- **Instructions to follow**: Among the lines of the records, please find those that contain the word "Polito" and copy them.

- **Record extracts**:

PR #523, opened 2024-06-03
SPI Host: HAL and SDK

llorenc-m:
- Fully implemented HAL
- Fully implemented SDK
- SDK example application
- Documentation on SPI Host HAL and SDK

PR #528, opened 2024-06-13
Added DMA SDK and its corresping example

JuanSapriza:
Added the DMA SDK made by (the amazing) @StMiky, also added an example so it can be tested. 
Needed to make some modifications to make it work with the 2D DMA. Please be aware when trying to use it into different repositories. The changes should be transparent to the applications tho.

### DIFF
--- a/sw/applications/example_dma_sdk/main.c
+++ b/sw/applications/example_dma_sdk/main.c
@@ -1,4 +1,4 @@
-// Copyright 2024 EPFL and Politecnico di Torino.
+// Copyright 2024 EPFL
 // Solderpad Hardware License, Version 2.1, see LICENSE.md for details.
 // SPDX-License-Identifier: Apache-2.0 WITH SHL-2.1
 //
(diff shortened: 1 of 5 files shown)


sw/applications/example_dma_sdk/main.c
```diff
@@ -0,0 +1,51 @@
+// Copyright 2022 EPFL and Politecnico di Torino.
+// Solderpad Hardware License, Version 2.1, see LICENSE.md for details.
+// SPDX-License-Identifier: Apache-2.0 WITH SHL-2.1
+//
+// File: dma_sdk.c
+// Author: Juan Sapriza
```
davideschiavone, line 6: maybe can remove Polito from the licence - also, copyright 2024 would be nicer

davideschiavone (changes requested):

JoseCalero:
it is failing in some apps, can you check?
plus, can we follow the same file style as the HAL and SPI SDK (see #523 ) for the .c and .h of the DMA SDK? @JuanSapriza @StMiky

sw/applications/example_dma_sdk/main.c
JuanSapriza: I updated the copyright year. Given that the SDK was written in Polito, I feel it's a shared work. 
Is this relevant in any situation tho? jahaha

- **Result of this task**:
davideschiavone, line 6: maybe can remove Polito from the licence - also, copyright 2024 would be nicer
JuanSapriza: I updated the copyright year. Given that the SDK was written in Polito, I feel it's a shared work. 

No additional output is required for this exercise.